Projections of four corner Cantor set: total self-similarity, spectrum and unique codings
Derong Kong, Beibei Sun
Abstract
Given $ρ\in (0,1/4]$, the four corner Cantor set $E\subset \mathbb{R}^{2}$ is a self-similar set generated by the iterated function system \[ \left\{(ρx, ρy), \quad(ρx, ρy+1-ρ),\quad (ρx+1-ρ, ρy),\quad(ρx+1-ρ,ρy+1-ρ)\right\}. \] For $θ\in[0,π)$ let $E_θ$ be the orthogonal projection of $E$ onto a line with an angle $θ$ to the $x$-axis. In this paper we give a complete characterization on which the projection $E_θ$ is totally self-similar. We also study the spectrum of $E_θ$, which turns out that the spectrum of $E_θ$ achieves its maximum value if and only if $E_θ$ is totally self-similar. Furthermore, when $E_θ$ is totally self-similar, we calculate its Hausdorff dimension and study the subset $U_θ$ which consists of all $x\in E_θ$ having a unique coding.
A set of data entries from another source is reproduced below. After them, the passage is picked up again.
PR #802, opened 2025-05-20
I3dictvalueextractor

Aske-Rosted:
Extracts features from dictionary like data objects in the I3-files e.g.  `I3MCWeightDict`.


RasmusOrsoe (approved):
🚀

PR #805, opened 2025-05-28
Fix paper workflow

sevmag:
Upgrading the upload-artifact version to v4 as recommended in [this article](https://github.blog/changelog/2024-04-16-deprecation-notice-v3-of-the-artifact-actions/). Mitigates the failing of paper workflow.


RasmusOrsoe (approved):
@sevmag thanks for solving this :rocket:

In particular, we show that $\dim_H U_θ=\dim_H E_θ$ for Lebesgue almost every $θ\in[0,π)$. Finally, for $ρ=1/4$ we describe the distribution of $θ$ in which $E_θ$ contains an interval. It turns out that the possibility for $E_θ$ to contain an interval is smaller than that for $E_θ$ to have an exact overlap.